PR #89, opened 2021-07-19
Fix the popped order for priced transactions

zivkovicmilos:
# Description

This PR fixes a minor bug with the ordering of popped transactions from the price-sorted transaction heap (txpool).
Now, the heap pops transactions which have a **greater** price first.

# Changes include

# Checklist

- [x] I have tested this code

### DIFF
--- a/txpool/txpool.go
+++ b/txpool/txpool.go
@@ -56,8 +56,14 @@ type TxPool struct {
 	proto.UnimplementedTxnPoolOperatorServer
 }
 
-// NewTxPool creates a new pool of transactios
-func NewTxPool(logger hclog.Logger, sealing bool, store store, grpcServer *grpc.Server, network *network.Server) (*TxPool, error) {
+// NewTxPool creates a new pool for transactions
+func NewTxPool(
+	logger hclog.Logger,
+	sealing bool,
+	store store,
+	grpcServer *grpc.Server,
+	network *network.Server,
+) (*TxPool, error) {
 	txPool := &TxPool{
 		logger:     logger.Named("txpool"),
 		store:      store,
@@ -485,7 +491,8 @@ func (t txPriceHeapImpl) Less(i, j int) bool {
 	if t[i].from == t[j].from {
 		return t[i].tx.Nonce < t[j].tx.Nonce
 	}
-	return t[i].price.Cmp((t[j].price)) < 0
+
+	return t[i].price.Cmp(t[j].price) >= 0
 }
 
 func (t txPriceHeapImpl) Swap(i, j int) {
--- a/txpool/txpool_test.go
+++ b/txpool/txpool_test.go
@@ -3,6 +3,7 @@ package txpool
 import (
 	"fmt"
 	"math/big"
+	"strconv"
 	"testing"
 
 	"github.com/0xPolygon/minimal/crypto"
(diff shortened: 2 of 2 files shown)


txpool/txpool.go
```diff
@@ -485,7 +491,8 @@ func (t txPriceHeapImpl) Less(i, j int) bool {
 	if t[i].from == t[j].from {
 		return t[i].tx.Nonce < t[j].tx.Nonce
 	}
-	return t[i].price.Cmp((t[j].price)) < 0
+
+	return t[i].price.Cmp(t[j].price) >= 0
```
lazartravica, line 495: I like the `>=` optimization instead of `>` as new items would start their journey comparing with nodes that are probably smaller than them

lazartravica (approved):
LGTM, good job on improving the tests.

I will close #86

txpool/txpool_test.go
```diff
@@ -121,3 +122,100 @@ func TestTxnQueue_Promotion(t *testing.T) {
...
+			{
+				From:     addr1,
+				GasPrice: big.NewInt(2),
+				Nonce:    0,
+			},
+			{
+				From:     addr1,
+				GasPrice: big.NewInt(1),
+				Nonce:    1,
+			},
```
Vuksan: What do you think of changing the GasPrice so that it is unambiguous that here we actually look at `Nonce` instead of the `GasPrice`?
You could do that by making a second transaction have GasPrice of 3, for example.

txpool/txpool_test.go
```diff
@@ -121,3 +122,100 @@ func TestTxnQueue_Promotion(t *testing.T) {
...
+	addr1 := types.Address{0x1}
+	addr2 := types.Address{0x2}
+
+	test := func(t *testing.T, testTable []TestCase) {
+		pool, err := NewTxPool(hclog.NewNullLogger(), false, &mockStore{}, nil, nil)
+		assert.NoError(t, err)
+		pool.EnableDev()
+
+		for _, testCase := range testTable {
+			err := pool.addImpl("", &types.Transaction{
```
Vuksan, line 143: Why didn't you test the public method `AddTx` instead of the private one?

Vuksan (changes requested):
GJ on the tests. Please check out the minor suggestions that I had.

txpool/txpool_test.go
zivkovicmilos: The rest of the tests use the internal `addImpl`, because `AddTx` is just sugar coat:
- it calls `addImpl` internally
- it broadcasts the transaction
---
https://github.com/0xPolygon/polygon-sdk/blob/acfa430342569c1c74486e2b427a96e9ab908f02/txpool/txpool.go#L123-L148

Since these are unit tests and we don't have networking or broadcasts enabled for this specific test, calling `AddTx` is basically the same as calling `addImpl`.

txpool/txpool_test.go
zivkovicmilos: If I understood correctly, you propose we change the values for the GasPrice so the point of this test case (testing the nonce) is in full focus?

I'll change up the values for the second gas price as you suggested 👍

Kourin1996 (approved):
LGTM 👍

txpool/txpool_test.go
Vuksan: It was only a comment in the sense that it's more important to test public than private methods. I understand that currently it is the same, but tomorrow if someone is to change the "wrapper" method (`AddTx`) we wouldn't catch that.

No need to focus on this right now, just to keep it in mind for future testing - testing public methods should take precedence over private ones since the client (or the rest of the system) will use these, and not private ones 🙂

Vuksan (approved):

txpool/txpool_test.go
zivkovicmilos: I completely agree. We need to overhaul and standardize the way we write / run most tests in the SDK. 
We'll probably open up several tasks further down the line to refactor these tests :+1:

PR #93, opened 2021-07-22
Add comments and rename method name to improve code readability

Kourin1996:
# Description

This PR adds some comments, fixes the codes without any impact, and renames some method names to improve code readability

## Explanation about some changes

Keeps a record of the reason of some changes.

### Message code used in committed seal

> Committed seal is calculated by each of the validator signing the hash along with COMMIT_MSG_CODE message code of its private key

`COMMIT_MSG_CODE` is 1 according to EIP-650, but it's 2 in Quorum implementation because they added PREPREPARE_MSG_CODE. PolygonSDK is using same set of message codes to Quorum implementation. So we can calculate committed seal by 2.

https://docs.goquorum.consensys.net/en/stable/Concepts/Consensus/IBFT/

### Remaining gas check in apply of Transition

This PR removes following code:
https://github.com/0xPolygon/polygon-sdk/blob/2f50a194f21d972b542ccd1e1571ccba40c5c810/state/executor.go#L373-L376

The reason is that `leftoverGas` is calculated by `msg.gas - (constant value) - (size of Input with non-zero value)`, which means leftoverGas is always less than msg.gas. So will never enter the branch.

# Changes include

# Breaking changes

# Checklist

- [x] I have tested this code

# Additional comments

### DIFF
--- a/consensus/ibft/sign.go
+++ b/consensus/ibft/sign.go
@@ -14,8 +14,8 @@ import (
 
 func commitMsg(b []byte) []byte {
 	// message that the nodes need to sign to commit to a block
-	// TODO: EIP-650 says the COMMIT_MSG_CODE is 1, not 2
-	return crypto.Keccak256(b, []byte{byte(2)})
+	// hash with COMMIT_MSG_CODE which is the same value used in quorum
+	return crypto.Keccak256(b, []byte{byte(proto.MessageReq_Commit)})
 }
 
 func ecrecoverImpl(sig, msg []byte) (types.Address, error) {
@@ -34,7 +34,7 @@ func ecrecoverFromHeader(h *types.Header) (types.Address, error) {
 		return types.Address{}, err
 	}
 	// get the sig
-	msg, err := signHash(h)
+	msg, err := getHeaderHash(h)
 	if err != nil {
 		return types.Address{}, err
 	}
@@ -43,7 +43,7 @@ func ecrecoverFromHeader(h *types.Header) (types.Address, error) {
 }
 
 func signSealImpl(prv *ecdsa.PrivateKey, h *types.Header, committed bool) ([]byte, error) {
-	sig, err := signHash(h)
+	sig, err := getHeaderHash(h)
 	if err != nil {
 		return nil, err
 	}
@@ -110,8 +110,7 @@ func writeCommittedSeals(h *types.Header, seals [][]byte) (*types.Header, error)
 	return h, nil
 }
 
-// TODO: This function is called signHash, we are doing no signing
-func signHash(h *types.Header) ([]byte, error) {
+func getHeaderHash(h *types.Header) ([]byte, error) {
 	//hash := istanbulHeaderHash(h)
 	//return hash.Bytes(), nil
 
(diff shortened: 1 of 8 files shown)


consensus/ibft/sign.go
```diff
@@ -43,7 +43,7 @@ func ecrecoverFromHeader(h *types.Header) (types.Address, error) {
 }
 
 func signSealImpl(prv *ecdsa.PrivateKey, h *types.Header, committed bool) ([]byte, error) {
-	sig, err := signHash(h)
+	sig, err := getHeaderHash(h)
```
Vuksan: Please change variable sig to a more proper name, since it's not a signature:
```suggestion
	hash, err := getHeaderHash(h)
```

consensus/ibft/sign.go
```diff
@@ -110,8 +110,7 @@ func writeCommittedSeals(h *types.Header, seals [][]byte) (*types.Header, error)
 	return h, nil
 }
 
-// TODO: This function is called signHash, we are doing no signing
-func signHash(h *types.Header) ([]byte, error) {
+func getHeaderHash(h *types.Header) ([]byte, error) {
```
Vuksan: What do you think if we rename this to `calculateHeaderHash()`?
As it is now, I would expect it to only do `return h.Hash`

state/txn.go
```diff
@@ -333,7 +334,7 @@ func (txn *Txn) GetState(addr types.Address, key types.Hash) types.Hash {
 		}
 	}
 
-	// Under which condition is this called?
+	// Get account state from trie tree
```
Vuksan: Can you please elaborate a bit here (in code comment) on what's the difference between `trie tree` and `radix tree` up on the line 327?

state/executor.go
```diff
@@ -370,10 +365,6 @@ func (t *Transition) apply(msg *types.Transaction) (
 	if err != nil {
 		return nil, 0, false, err
 	}
-	// TODO: Check if this is even possible
-	if leftoverGas > msg.Gas {
-		return nil, 0, false, errorVMOutOfGas
-	}
```
Vuksan: I'm afraid we cannot do this, it is the only check that we have if intrinsic gas cost goes above `msg.Gas`.
If you take a look at `preCheck()` method on line 349 it deducts the `msg.Gas` from `intrinsicGas` cost of the transaction it calculated.

If the intrinsic gas is greater than the gas limit that sender has provided through `msg.Gas`, then `gasAvailable` will go through underflow, and end up being some big number.
That's why we still need this weird check on the outside to check if the `leftoverGas` is greater than `msg.Gas` because then we know that what has occurred is that transaction has run out of gas during intrinsic gas cost check.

==================================================

● **What this task involves**
Copy out every line from the records that has the word "https".

● **Your solution**
https://github.com/0xPolygon/polygon-sdk/blob/acfa430342569c1c74486e2b427a96e9ab908f02/txpool/txpool.go#L123-L148
https://docs.goquorum.consensys.net/en/stable/Concepts/Consensus/IBFT/
https://github.com/0xPolygon/polygon-sdk/blob/2f50a194f21d972b542ccd1e1571ccba40c5c810/state/executor.go#L373-L376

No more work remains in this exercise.